» DATA SECTION:
PR #3258, opened 2022-01-05
Fix LivelinessChangedStatus Count Values In DataReaderImpl

simpsont-oci:
Problem: There's a race condition for resetting LivelinessChangedStatus *_count_change values in DataReaderImpl (as well as a data race for the internal object when releasing the lock).

Solution: Use the lock to copy status & reset values, pass the copy.

### DIFF
--- a/dds/DCPS/DataReaderImpl.cpp
+++ b/dds/DCPS/DataReaderImpl.cpp
@@ -2865,12 +2865,12 @@ void DataReaderImpl::notify_liveliness_change()
   = listener_for(DDS::LIVELINESS_CHANGED_STATUS);
 
   if (!CORBA::is_nil(listener.in())) {
-    listener->on_liveliness_changed(this, liveliness_changed_status_);
-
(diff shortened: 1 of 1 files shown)


dds/DCPS/DataReaderImpl.cpp
```diff
@@ -2865,12 +2865,12 @@ void DataReaderImpl::notify_liveliness_change()
   = listener_for(DDS::LIVELINESS_CHANGED_STATUS);
 
   if (!CORBA::is_nil(listener.in())) {
-    listener->on_liveliness_changed(this, liveliness_changed_status_);
-
-    ACE_GUARD(ACE_Recursive_Thread_Mutex, guard, sample_lock_);
-
+    ACE_Guard<ACE_Recursive_Thread_Mutex> guard(sample_lock_);
+    DDS::LivelinessChangedStatus status = liveliness_changed_status_;
```
mitza-oci, line 2869:
```suggestion
    const DDS::LivelinessChangedStatus status = liveliness_changed_status_;
```

mitza-oci (approved):

PR #3259, opened 2022-01-05
Fix Windows Iterator Assertion In RemoveAssociationSweeper

simpsont-oci:
Problem: RemoveAssociationSweeper tries to pre-calculate the last iterator, but on Windows this causes an iterator assertion when the set is empty (despite the fact it's never used).

Solution: Don't even proceed to making the calculation if the set is empty.


mitza-oci (approved):
I don't mind merging this as-is.  Two comments though:
- I'll be pedantic as usual: Windows doesn't know or care about C++ iterators, they're tied to the compiler/stdlib not OS
- Should we look at getting #3121 from @jrw972 merged?

PR #3260, opened 2022-01-06
RapidJson generator is redundant

jrw972:
Problem
-------

The RapidJson generator code in the IDL compiler is redundant with the
JsonValueReader and JsonValueWriter.

Solution
--------

Remove the RapidJson generator and replace with JsonValueReader and
JsonValueWriter.  This required some changes:

* union discriminators in bench are now "$discriminator"
* JsonValueReader and JsonValueWriter now treat characters as strings
* JsonValueReader accepts an integer for a enum


mitza-oci:
Does the doxygen comment on `JsonValueWriter` need to be updated?

performance-tests/bench/bench_exe.mpb
```diff
@@ -1,4 +1,4 @@
-project: dcps_rtps_udp, dcps_rapidjson {
+project: dcps_rtps_udp {
```
mitza-oci, line 1: Does this project, or some related project, need to inherit from `rapidjson`?

tests/DCPS/Compiler/vread_vwrite/VreadVwriteTest.json
```diff
@@ -0,0 +1,81 @@
...
+    "l": -2147483632,
+    "ull": 9223372036854775810,
+    "ll": -9223372036854775806,
+    "f": 0.0014100000262260437,
+    "d": -0.00000141,
+    "ld": 1e+34,
+    "b": false,
+    "c": "\r",
+    "str": "The most JSON of rapids",
+    "wstr": "Τηισ ισ α τεστ οφ τηε εμεργενψυ βροαδψαστ συστεμ. פךקשדק לקקפ טםור ישמגד ןמדןגק איק הקיןבךק שא שךך אןצקד"
```
simpsont-oci, line 22: I think we mentioned removing UTF-8 from our json files recently... is now the time to try to switch the test strings over to escaped unicode points?

performance-tests/bench/example/config/worker/bollea_aggregator.json
```diff
@@ -142,10 +142,10 @@
       "writers": [ "datawriter_01" ],
       "params": [
         { "name": "data_buffer_bytes",
-          "value": { "_d": "PVK_ULL", "ull_prop": 2372 }
+          "value": { "$discriminator": "PVK_ULL", "ull_prop": 2372 }
```
simpsont-oci, line 145: We will also need to update the JSON configs in nightly for the performance dashboard. Ideally, we'd check in those changes just before merging this to master so the dashboard run pulled the right format JSON.

performance-tests/bench/bench_exe.mpb
simpsont-oci: Yeah, how does this work? Does the core library / ValueReader now require RapidJSON or do we need to specify it here?

dds/DCPS/JsonValueWriter.h
```diff
@@ -87,219 +81,233 @@ class JsonValueWriter : public ValueWriter {
...
+  ACE_CDR::WChar s[2] = { value, 0 };
+
+  rapidjson::GenericStringStream<rapidjson::UTF16<> > source(s);
+  rapidjson::GenericStringBuffer<rapidjson::UTF8<> > target;
+
+  if (!rapidjson::Transcoder<rapidjson::UTF16<>, rapidjson::UTF8<> >::Transcode(source, target)) {
+    return;
+  }
+
+  writer_.String(target.GetString(), target.GetLength());
```
simpsont-oci, line 285: conversion warnings, in case you missed it... here and line 291 and line 306.

dds/DCPS/JsonValueWriter.h
```diff
@@ -308,26 +316,38 @@ void JsonValueWriter<Buffer>::write_enum(const char* name,
 template<typename T>
 std::string to_json(const T& sample)
 {
-  JsonValueWriter<> jvw;
+  rapidjson::StringBuffer buffer;
+  rapidjson::Writer<rapidjson::StringBuffer> writer(buffer);
+  JsonValueWriter<rapidjson::Writer<rapidjson::StringBuffer>> jvw(writer);
```
simpsont-oci, line 321: Issue with older compilers and ``>>`` for nested templates... here and line 340.

simpsont-oci (changes requested):

tests/DCPS/Compiler/vread_vwrite/VreadVwriteTest.json
jrw972: What was the motivation for that?

simpsont-oci: The security issue with unicode-encoded source files. I believe there are escape sequences which can move the cursor, allowing for "rewriting" the string. @mitza-oci was the one who brought it up, originally.

simpsont-oci: So the JSON might be fine, but the place where it's encoded in C++ wouldn't be, for example.

simpsont-oci (approved):
I think we'll also want to remove Bench_Idl_Json in order to resolve link issues with Bench_Idl. Other than that, looks good.

tests/DCPS/Compiler/vread_vwrite/VreadVwriteTest.json
simpsont-oci: This can probably wait...

PR #3277, opened 2022-01-20
MultiTopic Test Fix

ClaytonCalabrese:
The MultiTopic test is experiencing a few failures on the OpenDDS Scoreboard. Among these is one where an improperly joined sample in being inserted using `store_synthetic_data`. This happens if the order of received topics is done in such a way that all keys are known, but not all topics are received. A a topic causing cross join would then need to be received before the other remaining topic, leading to the failure.

Currently still need to resolve how to deal with the `ACE_GUARD` because it is attempting an empty `return` if uncommented.

### DIFF
--- a/dds/DCPS/MultiTopicDataReader_T.cpp
+++ b/dds/DCPS/MultiTopicDataReader_T.cpp
@@ -245,7 +245,7 @@ MultiTopicDataReader_T<Sample, TypedDataReader>::process_joins(
           }
           DDS::ReturnCode_t ret = join(join_result, starting[i], keys,
             other_key.ptr_, other_dr, other_meta);
-          if (ret == DDS::RETCODE_NO_DATA) {
+          if (ret != DDS::RETCODE_OK) {
             return ret;
           }
         }
@@ -253,7 +253,7 @@ MultiTopicDataReader_T<Sample, TypedDataReader>::process_joins(
         if (!join_result.empty() && !seen.count(other_topic)) {
           // recurse
           DDS::ReturnCode_t ret = process_joins(partialResults, join_result, withJoin, other_qp);
-          if (ret == DDS::RETCODE_NO_DATA) {
+          if (ret != DDS::RETCODE_OK) {
             return ret;
           }
         }
@@ -294,7 +294,7 @@ MultiTopicDataReader_T<Sample, TypedDataReader>::cross_join(
       for (typename SampleVec::iterator i = iterPR->second.begin();
         i != iterPR->second.end(); ++i) {
         DDS::ReturnCode_t ret = join(resulting, *i, no_keys, NULL, qp.data_reader_, other_meta);
-        if (ret == DDS::RETCODE_NO_DATA) {
+        if (ret != DDS::RETCODE_OK) {
           return ret;
         }
       }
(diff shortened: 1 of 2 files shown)


iguessthislldo:
> Currently still need to resolve how to deal with the ACE_GUARD because it is attempting an empty return if uncommented.

`ACE_GUARD_RETURN` is the form of `ACE_GUARD` with a return value if the mutex lock attempt fails. There is a `ACE_READ_GUARD_RETURN` as well, but I think @mitza-oci has commented before that the read/write specific mutexes don't apply to any platform we use. As a side note, for a mutex failure for `DDS::ReturnCode_t` I personally use `DDS::RETCODE_OUT_OF_RESOURCES`, but I'm not sure it matters too much and a `DDS::RETCODE_ERROR` would probably be okay too.

mitza-oci:
> > Currently still need to resolve how to deal with the ACE_GUARD because it is attempting an empty return if uncommented.
> 
> `ACE_GUARD_RETURN` is the form of `ACE_GUARD` with a return value if the mutex lock attempt fails. 

Yes, you can use this macro (see `Global_Macros.h`), or you can use the ACE objects directly without macros.

>There is a `ACE_READ_GUARD_RETURN` as well, but I think @mitza-oci has commented before that the read/write specific mutexes don't apply to any platform we use. As a side note, for a mutex failure for `DDS::ReturnCode_t` I personally use `DDS::RETCODE_OUT_OF_RESOURCES`, but I'm not sure it matters too much and a `DDS::RETCODE_ERROR` would probably be okay too.

Readers/writer locks are a whole different design dimension.  If you're not already using them I'd go with just simple mutexes.  RW locks are an optimization of that, which can be handled separately. I don't think I said that they don't apply -- I think all platforms do support them in some way.  But there is overhead to managing the more complex synchronization object so it's not going to be faster in all cases.  Probably depends on how many concurrent readers would be expected.

dds/DCPS/MultiTopicDataReader_T.cpp
```diff
@@ -283,18 +293,26 @@ MultiTopicDataReader_T<Sample, TypedDataReader>::cross_join(
       SampleVec resulting;
       for (typename SampleVec::iterator i = iterPR->second.begin();
         i != iterPR->second.end(); ++i) {
-        join(resulting, *i, no_keys, NULL, qp.data_reader_, other_meta);
+        DDS::ReturnCode_t ret = join(resulting, *i, no_keys, NULL, qp.data_reader_, other_meta);
```
iguessthislldo, line 296:
```suggestion
        const DDS::ReturnCode_t ret = join(resulting, *i, no_keys, 0, qp.data_reader_, other_meta);
```

And the rest of the return codes.

dds/DCPS/MultiTopicDataReader_T.cpp
```diff
@@ -240,13 +243,19 @@ MultiTopicDataReader_T<Sample, TypedDataReader>::process_joins(
             other_meta.assign(other_key.ptr_, keys[j].c_str(),
               &starting[i], keys[j].c_str(), resulting_meta);
           }
-          join(join_result, starting[i], keys,
+          DDS::ReturnCode_t ret = join(join_result, starting[i], keys,
```
iguessthislldo, line 246:
```suggestion
          const DDS::ReturnCode_t ret = join(join_result, starting[i], keys,
```

dds/DCPS/MultiTopicDataReader_T.h
```diff
@@ -128,22 +128,22 @@ class MultiTopicDataReader_T
                      const MetaStruct& meta);
 
   // Process all joins (recursively) in the QueryPlan 'qp'.
-  void process_joins(OPENDDS_MAP(TopicSet, SampleVec)& partialResults,
+  DDS::ReturnCode_t process_joins(OPENDDS_MAP(TopicSet, SampleVec)& partialResults,
                      SampleVec starting, const TopicSet& seen,
```
iguessthislldo, line 132: Can you fix the indent here and below?

iguessthislldo (changes requested):

iguessthislldo (approved):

» WHAT NEEDS TO BE DONE: Which lines in the data above hold the string "order"? Return each of them.

» REPLY:
I think we'll also want to remove Bench_Idl_Json in order to resolve link issues with Bench_Idl. Other than that, looks good.
The MultiTopic test is experiencing a few failures on the OpenDDS Scoreboard. Among these is one where an improperly joined sample in being inserted using `store_synthetic_data`. This happens if the order of received topics is done in such a way that all keys are known, but not all topics are received. A a topic causing cross join would then need to be received before the other remaining topic, leading to the failure.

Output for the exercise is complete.